Prior to the1977 offshore operations on Dome/Canmar's vessels in the Beaufort Sea, it was determined that hydrate formation could be encountered during gas well tests. Although systems had been developed for methanol injection in arctic land operations, offshore operations required a system which would retain the advantages of a sub-sea test tree. A system was developed by Dome/Canmar, in association with Johnston Testers, which allowed the injection of methanol up to 2,000' below the sub-sea test tree, and which would allow the unlatching of the sub-sea test tree, while maintaining the full pressure integrity of the test string. The system also allowed closing of pipe rams during testing (to activate down hole pressure controlled test tools) and re-latching of the sub-sea test tree, if it was required to temporarily move off a well. The system was successfully used throughout Canmar's 1977 testing operations.

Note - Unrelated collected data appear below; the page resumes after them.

PR #1120, opened 2026-05-16
systemd: allow user systemd-tmpfiles to setfscreate

thesamesam:
systemd-tmpfiles needs to be able to setfscreate when run as a user too:
```
AVC avc:  denied  { setfscreate } for  pid=1656 comm="systemd-tmpfile"
scontext=staff_u:staff_r:staff_systemd_tmpfiles_t:s0-s0:c0.c1023
tcontext=staff_u:staff_r:staff_systemd_tmpfiles_t:s0-s0:c0.c1023
tclass=process
permissive=1
```

### DIFF
--- a/policy/modules/system/systemd.if
+++ b/policy/modules/system/systemd.if
@@ -155,6 +155,7 @@ template(`systemd_role_template',`
 	userdom_exec_user_bin_files($1_systemd_t)
 
 	# user systemd-tmpfiles rules
+	allow $1_systemd_tmpfiles_t self:process setfscreate;
 	allow $1_systemd_tmpfiles_t $1_systemd_t:unix_stream_socket rw_socket_perms;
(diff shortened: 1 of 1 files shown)


policy/modules/system/systemd.if
```diff
@@ -156,6 +156,7 @@ template(`systemd_role_template',`
 
 	# user systemd-tmpfiles rules
 	allow $1_systemd_tmpfiles_t $1_systemd_t:unix_stream_socket rw_socket_perms;
+	allow $1_systemd_tmpfiles_t self:process setfscreate;
```
0xC0ncord, line 158: This should swap places with the line above so it's consistent with the rest of refpolicy style. Other than that LGTM.

thesamesam: Done, thanks.

pebenito (approved):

Hydrates will form and accumulate in a natural gas stream at predictable pressures and temperatures when the following conditions are met(1,2):
The pressure /temperature relationship of the gas must be below the dew point of the water vapour, and liquid water must be present.

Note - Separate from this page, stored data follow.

PR #1123, opened 2026-05-17
authlogin: allow pam_domain to read /usr/share/pam

thesamesam:
.. by allowing /usr overall. pam installs these configuration files there as its `vendordir`. It also does this since aea30822e2fa6f87faf2541da140f69dfdfee728.

(I think that commit message isn't quite right: it seems to do this regardless of libeconf support.)

This comes from auth_use_pam which sudo and su use:
```
AVC avc:  denied  { getattr } for  pid=239941 comm="su" path="/usr/share/pam/security/faillock.conf" dev="dm-0" ino=3227904748
scontext=staff_u:sysadm_r:sysadm_su_t:s0-s0:c0.c1023
tcontext=system_u:object_r:usr_t:s0
tclass=file

AVC avc:  denied  { read } for  pid=239938 comm="sudo" name="pam_env.conf" dev="dm-0" ino=3227906195
scontext=staff_u:staff_r:staff_sudo_t:s0-s0:c0.c1023
tcontext=system_u:object_r:usr_t:s0
tclass=file
```

This is a followup to 169f725b3ff9988de5ab9b628fc45efb8b29d0b2.

### DIFF
--- a/policy/modules/kernel/corecommands.fc
+++ b/policy/modules/kernel/corecommands.fc
@@ -355,6 +355,7 @@ ifdef(`distro_debian',`
 /usr/share/Modules/init(/.*)?		gen_context(system_u:object_r:bin_t,s0)
 /usr/share/org\.gnome\.Weather/org\.gnome\.Weather\.Application	--	gen_context(system_u:object_r:bin_t,s0)
 /usr/share/org\.gnome\.Weather/org\.gnome\.Weather\.BackgroundService	--	gen_context(system_u:object_r:bin_t,s0)
+/usr/share/pam/security/namespace\.init	--	gen_context(system_u:object_r:bin_t,s0)
 /usr/share/printconf/util/print\.py --	gen_context(system_u:object_r:bin_t,s0)
 /usr/share/PackageKit/pk-upgrade-distro\.sh -- 	gen_context(system_u:object_r:bin_t,s0)
 /usr/share/PackageKit/helpers(/.*)?	gen_context(system_u:object_r:bin_t,s0)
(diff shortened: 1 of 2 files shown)


0xC0ncord:
I also hit this issue. I don't know if this is what is intended by upstream, but the PAM ebuild is now installing files that used to be in `/etc/security` to `/usr/share/pam/security`. I think the correct fix is to use filecons rather than to allow reading `usr_t` files. We must also make sure that `/usr/share/pam/security/namespace.init` is labeled `bin_t` so that `pam_namespace` continues to work.

EDIT: A file equivalence rule will do exactly what we need.

thesamesam:
I think the change was intentional but the commit message didn't get updated. If you look at the bugs/pr the Pam commit is from, it seems they were OK with it.

Please feel free to have a go: I'm happy to try but I'm wading through a bunch of avcs and learning as I go so I don't mind if you take it over!

WavyEbuilder:
> I also hit this issue. I don't know if this is what is intended by upstream, but the PAM ebuild is now installing files that used to be in `/etc/security` to `/usr/share/pam/security`. I think the correct fix is to use filecons rather than to allow reading `usr_t` files. We must also make sure that `/usr/share/pam/security/namespace.init` is labeled `bin_t` so that `pam_namespace` continues to work.
> 
> EDIT: A file equivalence rule will do exactly what we need.

> /usr/share/pam/security/namespace.init

Oh hm, that makes it a little tricky.

> EDIT: A file equivalence rule will do exactly what we need.

subs_dist sounds good to me however:

> I think the correct fix is to use filecons rather than to allow reading usr_t files.

I still think (in the future) ideally we should move to a private type. In my opinion, given the nature of PAM configuration files, they should not be etc_t as that's a bit too broad. So a private type with `files_security_file()` in my opinion

thesamesam:
The `pam_namespace` thing makes sense, let's go with https://github.com/SELinuxProject/refpolicy/pull/1125. Thank you!

pebenito (approved):

PR #284, opened 2021-06-08
Issue labels

martinthomson:
@mnot, can you review my changes here?  I've tested it and it works for me.  I've made a few tweaks so that it's more robust.

Also, I notice that kramdown complains about the github-issue-label attribute being unused.  It might pay to ask Carsten for a special space for metadata so that non-kramdown tools can add attributes without generating warnings.

Closes #278.


mnot (approved):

The gas must be in motion and subjected to a degree of turbulence.
A foreign particle or a change in flow path must be present to interfere with the gas flow pattern.
All three of these conditions can be expected to occur during gas well testing in the Beaufort Sea. Hydrates may form in the upper portion of the tubing string where the gas loses its greatest amount of heat and may accumulate further upstream in the flow head and manifold system where the gas is controlled before it reaches the heater. In each of these locations, hydrates may plug the flow path resulting in a termination of the production test and a loss of effective rig time due to the need for depressuring and clearing the system.
On the other hand, hydrates can be prevented from forming by maintaining relatively high temperatures and low pressures throughout the flow stream or by fully inhibiting the water phase in the gas to lower the hydrate temperature. High temperatures can only be achieved after the well had been placed on stream for a time at high rates. However, during the initial flow period, inhibition is the only method that can reliably prevent the formation of hydrates.
Several operators were contacted for field evidence of hydrate formation on gas well testing in arctic and offshore areas.
On the North Slope, downhole hydrate prevention procedures vary. One method involves circulating hot calcium chloride solution down concentric strings until a suitable wellbore temperature is reached and the gas is maintained outside the hydrate formation pressure/temperature region. Gas well F.T.H.P' s in this case are in the range of 2,800 to 3,000 p.s.i.g. which requires a minimum gas temperature of approximately 75 °F to prevent hydrate formation, as shown in Figure 1.